Hasta este punto se han rescatado dos posturas feministas de diferente época y enfoque, pero se ha omitido una pregunta crucial: ¿tiene vigencia el feminismo? Amalia Boyer afirma que a la hora de hablar de filosofía feminista, una opinión altamente difundida recae en pensar al feminismo como algo obsoleto. Desde una aproximación hermenéutica a pensadoras como Judith Butler y Beatriz Preciado, se considera que lo que se necesita es un pensamiento pos-género y pos-feminista. Amalia se adhiere a la tesis continuista, concibe al trabajo de Butler y Preciado (así como de otras pensadoras) dentro de la historia del feminismo. Considero que la conferencia dictada por Preciado en el Hay Festival Cartagena 2014 brinda un fundamento fuerte a esta tesis. Preciado afirma que el feminismo sigue siendo un combate importante a modo de lucha contra las formas de ejercicio soberano y político de la masculinidad patriarcal. Lo queer no es un movimiento posfeminista. Más bien, es una fractura del feminismo , que no utiliza la noción de mujer y diferenciación de género como la piedra angular de la acción política. La teoría queer critica un feminismo liberal, blanco y heterosexual que toma como sujeto político a la mujer del norte y de clase media. Pero, ¿debe ser ésta mujer el sujeto del feminismo? Preciado afirma que una gran cantidad de sujetos como las mujeres no blancas, las lesbianas, los transexuales, las prostitutas y las mujeres con diversidad funcional, que son sujetos que han sido excluidos de la lucha feminista, son reivindicados por este tipo de feminismo de corte queer y se imponen como su sujeto político.

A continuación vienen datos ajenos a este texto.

Issue #9918, opened 2023-06-15
Expected psalm suppression time?


ro0NL:
Hi,

We're running psalm in GitHub actions.

On our develop branch we suppress any issue :grimacing: 

The command running is: `psalm --no-progress --output-format=github --set-baseline=psalm-baseline.xml --update-baseline`

Initially ~40 MB of cache was successfully restored.

The runtime takes about ~2m, for a commit that didnt do any code changes. It's actually about the same time a commit with few code changes takes.

Is this expected, or am i missing something?

orklah:
Unfortunately, I have no answer to your main question. However, i can say that --set-baseline makes --update-baseline redundant (the first one recreate the baseline completely while the second one only adds new issues in the existing baseline). Maybe using only the one you need would change something?

ro0NL:
unfortunately it doesnt make any difference, but removed --update-baseline either way 

the bottleneck is definitely --set-baseline, since without it but with the same cache i get instant errors after modifying a file

so we need 2m for some baseline file IO :thinking:

ro0NL:
it seems the cache is just ignored/invalidated when using --set-baseline

looking at --debug output, i see a lot of `Getting+Analyzing` with --set-baseline, but mostly `Have populated` without it

ro0NL:
im gonna assume things happen for some reason

Issue #9884, opened 2023-06-08
UndefinedFunction with <extraFiles>


ro0NL:
This seems related to #5791 

I have this file structure:

```
# src/file.php
<?php foo();

# src/inc/file.php
function foo() { return 1; }
```

And this psalm config:

```xml
<?xml version="1.0" encoding="UTF-8"?>
<psalm
    xmlns:xsi="http://www.w3.org/2001/XMLSchema-instance"
    xmlns="https://getpsalm.org/schema/config"
    xsi:schemaLocation="https://getpsalm.org/schema/config"
    cacheDirectory="var"
>
    <projectFiles>
        <directory name="src"/>
    </projectFiles>
    <extraFiles>
        <directory name="src/inc"/>
        <file name="src/inc/file.php"/>
    </extraFiles>
</psalm>
```

Running psalm produces unexpected error:

```
$ psalm        
Warning: "findUnusedBaselineEntry" will be defaulted to "true" in Psalm 6. You should explicitly enable or disable this setting.
Warning: "findUnusedCode" will be defaulted to "true" in Psalm 6. You should explicitly enable or disable this setting.
Warning: "findUnusedBaselineEntry" will be defaulted to "true" in Psalm 6. You should explicitly enable or disable this setting.
Warning: "findUnusedCode" will be defaulted to "true" in Psalm 6. You should explicitly enable or disable this setting.
Target PHP version: 8.1 (inferred from current PHP version).
Scanning files...
Analyzing files...

E░

ERROR: UndefinedFunction - src/file.php:3:1 - Function foo does not exist (see https://psalm.dev/021)
foo()


------------------------------
1 errors found
------------------------------

Checks took 1.29 seconds and used 176.077MB of memory
Psalm was unable to infer types in the codebase

$ psalm -v
Psalm 5.12.0@f90118cdeacd0088e7215e64c0c99ceca819e176
```

It works with `<stubs><file name="src/inc/file.php"/></stubs>` but this does not scale. AFAIK directories are not supported. Also, the file is not a stub but actual code.

The reason there's no `require` in code is because in runtime files are requried at higher level already, and i don't want to touch it.

orklah:
Hey @ro0NL sorry for not answering before.

Did you find a solution on your own for this issue?

ro0NL:
@orklah added everything to `<stubs>` :)

Issue #7681, opened 2022-02-16
Wrong errors after second run with cache


ilyaplot:
When I run psalm with cached results after editing any file I see UndefinedClass, UndefinedDocblockClass and other errors.
This bug reproduced in all my projects on Yii2 framework.

Psalm version is 4.20.0, yii2 framework, php 7.4.

Demonstration: https://www.loom.com/share/aea22198e3374afeaf57f175a9c877dd

My psalm.xml:
```<?xml version="1.0"?>
 <psalm
        errorLevel="5"
        resolveFromConfigFile="true"
        xmlns:xsi="http://www.w3.org/2001/XMLSchema-instance"
        xmlns="https://getpsalm.org/schema/config"
        xsi:schemaLocation="https://getpsalm.org/schema/config vendor/vimeo/psalm/config.xsd"
>
    <projectFiles>
        <directory name="./"/>
        <ignoreFiles>
            <directory name="backend/runtime"/>
            <directory name="console/runtime"/>
            <directory name="console/migrations"/>
            <directory name="console/controllers"/>
            <directory name="vendor"/>
            <directory name="environments"/>
            <file name="requirements.php"/>
        </ignoreFiles>
    </projectFiles>
    <ignoreExceptions>
        <class name="yii\web\HttpException"/>
        <class name="yii\web\NotFoundHttpException"/>
        <class name="yii\web\BadRequestHttpException"/>
        <class name="yii\web\ForbiddenHttpException"/>
    </ignoreExceptions>
</psalm>
```

orklah:
could you try running with --no-diff ?

ilyaplot:
@orklah if run with --no-diff then everything is ok, no errors.

davidbyoung:
I'm also getting this issue on my project.  `--no-diff` does seem to resolve the issue.

christianlupus:
I have the same issue where `--no-diff` seems to help. I checked with 4.30 and 5.12. Both seem to be affected.

PR #9936, opened 2023-06-20
Do not invalidate cache during suppression

ro0NL:
see #9918 for background

im not aware of psalm internals, but i tried this change first and it reduces runtime practically **100%** for us when running `psalm --set-baseline=psalm-baseline.xml` _with_ cache

I also cannot spot any side-effects still this may cause, eg. expected issues are still being written to, and removed from the baseline :flushed: 

Im curious what tests do here with this change, hence a PR.

cc @orklah i must be missing something :smile:

### DIFF
--- a/src/Psalm/Internal/Cli/Psalm.php
+++ b/src/Psalm/Internal/Cli/Psalm.php
@@ -421,9 +421,7 @@ final class Psalm
 
     private static function initIsDiff(array $options): bool
     {
-        return !isset($options['no-diff'])
-            && !isset($options['set-baseline'])
-            && !isset($options['update-baseline']);
+        return !isset($options['no-diff']);
     }
 
     /**


src/Psalm/Internal/Cli/Psalm.php
```diff
@@ -421,9 +421,7 @@ private static function initShowInfo(array $options): bool
 
     private static function initIsDiff(array $options): bool
     {
-        return !isset($options['no-diff'])
-            && !isset($options['set-baseline'])
-            && !isset($options['update-baseline']);
+        return !isset($options['no-diff']);
```
ro0NL, line 424: i cant really rationalize this. i feel like it hacks the caching for whatever purpose. IMHO then `--no-diff` should be passed explicitly (ref #7681)

orklah: I fear Psalm may be unable to refresh or recreate the baseline unless it has analyzed your whole codebase. It would make sense at least. So whenever your ask it to do that, it can't just analyze files that changed or were removed and launch the whole analysis.

You may have to choose between having a squeaky clean baseline and a fast analysis

ro0NL: im not sure i follow, it seems psalm is able to recreate the baseline from cache just fine :thinking: 

i can confirm after `rm psalm-baseline.xml` regenerates the same baseline file using `vendor/bin/psalm --set-baseline=psalm-baseline.xml`

ro0NL: i can also confirm after `rm psalm-baseline.xml` and intentionally forcing an error (referenced an unknown class in src/ somewhere), the baseline is updated as expected

ro0NL: i can also confirm after fixing that error i get `Baseline for issue "UndefinedClass" has 1 extra entry. (see https://psalm.dev/316)` AND it's removed from the baseline file

orklah: There's two things that can reduce the time of Psalm's analysis:
- the cache (we store parsed files and also store method/class definitions)
- the diff option (Psalm will only check changed files instead of analyzing everything again)

Both can be controlled through --no-cache and --no-diff (though I think --no-cache implies --no-diff).

I think you may have misinterpreted Psalm using the --no-diff mode when you ask it to regenerate baseline vs Psalm using no cache at all.

Could you make a few tests with --no-diff, --no-cache and --set-baseline to see if it matches your expectations?

ro0NL:
@orklah im afraid the matrix is too big to mentally coop for me :crying_cat_face: 

(with matrix i mean: local/global install vs phar/src vs v5/master vs no-diff/no-cache)

>  I think --no-cache implies --no-diff

I think so. Perhaps this PR is about: _Do not invalidate diff during suppression_ :)

I still believe the fix _looks_ legit, ppl can opt-in to the previous behaviour by passing `--no-diff` explicitly.

I've now updated our global phar installation to master. Our main project runs 2 psalm instances/configs, for non-legacy/legacy respectively.

Command running:

```
psalm --no-progress --output-format=github --set-baseline=psalm-baseline.xml && ko=0 || ko=1; \
psalm --no-progress --output-format=github -c psalm-legacy.xml --set-baseline=psalm-legacy-baseline.xml && exit $ko
```

Some numbers (all without this PR);

global phar psalm v5 no-cache: 7-8m
global phar psalm v6 cached:  6-7m

global phar psalm master no-cache: 8-9m
global phar psalm master cached:  6-7m

At this point im assuming local/global install vs phar/src does not matter (or shouldnt ;))

For comparison, we also have 2 symfony kernels (for frontend/backend respectively) that we compile in 2 envs (prod/test respectively). All wiith APP_DEBUG=1 (so the cache is invalidated based on mtime), and it takes 2m roughly.

ro0NL:
testing on my local machine with a local phar (vendor/bin/psalm.phar)

(all this is php7.4 btw)

local phar psalm master no-cache: 6-7m
local phar psalm master cached: 5-6m

at this point ive added `continue-on-error: true` for the psalm job in GHA, so eg. unit tests will run either way.

then for any commit to develop we just take >10m jobs for granted :)

ro0NL:
> You've used 100% of included services

:rofl: 

@orklah any chance to get this merged? given --no-diff remains available to opt-in?

or do you suggest to not suppress large codebase realtime, but rather eg. daily?

orklah:
> @orklah any chance to get this merged? given --no-diff remains available to opt-in?

I went back four years and found this:
https://github.com/vimeo/psalm/blame/fe294a4dc08d72c89289fb40968421a7aed4066f/src/psalm.php#L684


So yeah, this was definitely by design, there must be something deep that disallow using diff mode while also reseting the baseline

ro0NL:
@orklah, im still wondering about `--set-baseline --no-diff` v `--set-baseline`, and also why i need to repeat baseline file in --set-baseline, but that's a different story :sweat_smile: 

eventually i removed the psalm supression step from our GHA job, allow the psalm step to continue on error, disabled findUnusedBaselineEntry, and added daily psalm suppression to our backlog 

gonna leave it at this :)

orklah:
`--set-baseline --no-diff v --set-baseline`

There's no difference between those two commands. --set-baseline implies --no-diff.

We could have kept an error when using --set-baseline without --no-diff but it's noise

ro0NL:
right, i meant `--set-baseline --no-diff` v `--set-baseline --diff`

so the TLDR here is; patching the baseline based on diff (aka fast) is not (yet) supported

ro0NL:
> global phar psalm master cached: 6-7m

related to #9884, ive cleanup all the includes, so they are included once at front controller level

adding each function file as stub is still needed (it cannot be put in our composer.json due the non-legacy part of the project)

BUT this speeds up psalm suppression, im now seeing stable `real	3m39,926s`

still slow :roll_eyes:  but OK.

the side-effect is every function is loaded from stub, which ignores at least `@deprecated` at the function level. But we dont  care, since IDE still strikes them.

Los trabajos de las filosofas feministas, antes y después de Foucault, convergen en no limitar la explicación a la configuración de realidades, sino en ampliarla al lugar y efecto de su reproducción simbólica. Preciado afirma que el filósofo es (entre otras cosas) un escritor de ficción, al partir de ficciones políticas reales (que tienen solidez somática) se ve en la situación forzosa de crear contra ficciones que sirvan de herramientas para intervenir en las ficciones políticas vivas. Este movimiento, considero, está también presente en Beauvoir y Haraway. Para Beauvoir, el poner en cuestión al patriarcado y la situación de subordinación de la mujer, está dirigido a proponer una transformación de tal situación que produzca un cambio radical en la sociedad. La crítica de Haraway se dirige también a la creación de una “conversación cosmopolitica” en la cual animales, humanos y no humanos puedan sentarse en la misma mesa. El encuentro entre especies puede hacer posible un mundo diferente, en el cual la vida y el poder no sólo se debaten en el sentido del biopoder. En su Manifiesto Contrasexual Preciado no solo expone la violencia de la diferenciación hombre/mujer, homosexual/heterosexual, sino que propone un contrato contrasexual, en el cual los cuerpos se reconocen a sí mismos como sujetos parlantes con capacidad de ejecutar todas las prácticas significantes y posiciones de enunciación. Poner de manifiesto las contingencias de las ideologías y prácticas es solo parte de la labor del feminismo, también plantea tareas a la praxis y propone mundos distintos.